Binary logistic regression models the conditional response \(Y\) given the predictors \(X\): \(\text{Pr}(Y = k | X = x)\) where \(k \in [0, 1]\). Discriminant analysis models the distribution of the predictos seperately in each of the response classes, then applies Bayes’ theorem to flip them into estimates of \(\text{Pr}(Y = k | X = x)\). When the distributions are normal, the model is very similar in form to logistic regression.
Suppose we want to classify an observation into one of \(K\) classes where \(K>2\). Let \(\pi_k\) represent the overall or prior probability that a given observation is associated with the \(k\)th class of the response variable \(Y\). Let $ f_k (x) (X = x | Y = k)$ denote the density function of \(X\) for an observation that comes from the \(k\)th class. In other words, \(f_k (x)\) is relatively large if there is a high probability that an observation in the \(k\)th class has \(X \approx x\), and \(f_k(x)\) is small if it is very unlikely that an observation in the \(k\)th class has \(X\approx x\). Then:
\[ \text{Pr}(Y = k | X = x) = \frac{\pi_k f_k (x)}{\sum_{l=1}^K \pi_l f_l(x)} \quad \text{Bayes' Theorem} \] We use the abbreviation \(p_k (X) = \text{Pr} (Y = k|X)\). Bayes’ theorem suggests instead of directly computing \(p_k (X)\), we simply plug in estimates for \(\pi_k\) and \(f_k (X)\). Estimating \(\pi_k\) is easy, just compute the proportion of \(Y=k\) in the population. Estimating \(f_k(X)\) is more challenging, unless we assume simple forms for the density. We refer to \(p_k(x)\) as the *posterior probability$ that an observation \(X = x\) belongs to the \(k\)th class. The Bayes classifier has the lowest possible error rate, that is, if \(f_k(X)\) is estimated accurately.
Assume only one predictor \(p = 1\). We want to obtain an estimate for \(f_k (x)\) that we can plug into Bayes’ theorem in order to estimate \(p_k(x)\). Then classify an observation for which \(p_k(x)\) is greatest. First we assume \(f_k(x)\) is normal or Gaussian with parameters \(N(\mu_k, \sigma_k)\) which are the mean and standard deviation parameters for the \(k\)th class. Further, assume \(\sigma_1^2 = \cdots = \sigma_K^2\) = ^2$ that the variance is equivalent across all classes. Plugging into Bayes’ theorem
\[ p_k(x) = \frac{\pi_k N(\mu_k, \sigma)}{\sum_{l=1}^K \pi_l N(\mu_l, \sigma)} \] The Bayes’ classifier assigns an observation \(X=x\) to the class for which \(p_k(x)\) is largest.

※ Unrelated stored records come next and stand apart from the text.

PR #3730, opened 2020-03-15
typings: support Raw types for insert, where, update

maximelkin:
Closes https://github.com/knex/knex/issues/3652

### DIFF
--- a/types/index.d.ts
+++ b/types/index.d.ts
@@ -417,7 +417,7 @@ declare namespace Knex {
 
   type DbRecord<TRecord> = Readonly<SafePartial<MaybeRawRecord<TRecord>>>;
 
-  type DbRecordSet<TRecord> = Readonly<MaybeArray<DbRecord<TRecord>>>;
+  type DbRecordArr<TRecord> = Readonly<MaybeArray<DbRecord<TRecord>>>;
 
   //
   // QueryInterface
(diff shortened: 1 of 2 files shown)


types/index.d.ts
```diff
@@ -678,8 +688,8 @@ declare namespace Knex {
       >[]
     >(
       columnName: K1,
-      value: TRecord[K1],
-      returning: K1
+      value: DbColumn<TRecord[K1]>,
+      returning: K2
```
maximelkin: side fix

types/index.d.ts
```diff
@@ -691,12 +701,12 @@ declare namespace Knex {
       >[]
     >(
       columnName: K1,
-      value: TRecord[K1],
-      returning: readonly K1[]
+      value: DbColumn<TRecord[K1]>,
+      returning: readonly K2[]
```
maximelkin: side fix

maximelkin:
@kibertoad this can be merged, since this is not breaking change

lorefnon:
@maximelkin Thanks for this PR. The changes look good :) 

The only minor comment I have is on the naming: `DbRecordSet` -> `DbRecordArr` to convey that it is not actually a [Set](https://developer.mozilla.org/en-US/docs/Web/JavaScript/Reference/Global_Objects/Set).

maximelkin:
Set in name means not data structure, but some amount of items
And this is not always array

maximelkin:
also, what do you think about renaming DbColumn to DbAttribute?

kibertoad:
@lorefnon Is this good enough to be merged already?

lorefnon:
Yeah, I think the current set of changes look good. 

I don't have a preference around DbColumn vs DbAttribute.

In the simple case where \(K = 2\) and \(\pi_1 = \pi_2\), then the Bayes decision boundary corresponds to \(x = (\mu_1 + \mu_2) / 2\). In practice, even is we are quite certain of our assumption that \(X\) is drawn from a normal population in each class, we still have to estimate the parameters \(\mu_1, \ellipses, \mu_K, \pi_1, \ellipses, \pi_K\), and \(\sigma^2\). The linear discriminant analysis (LDA) method approximates the Bayes classifier esimtates these parameters. \[ \begin{eqnarray} \hat\mu_k &=& \frac{1}{n_k} \sum_{i : y_i = k} x_i \\ \hat\sigma^2 &=& \frac{1}{n - K} \sum_{k = 1}^K \sum_{i : y_i = k} (x_i - \hat\mu_k)^2 \end{eqnarray} \]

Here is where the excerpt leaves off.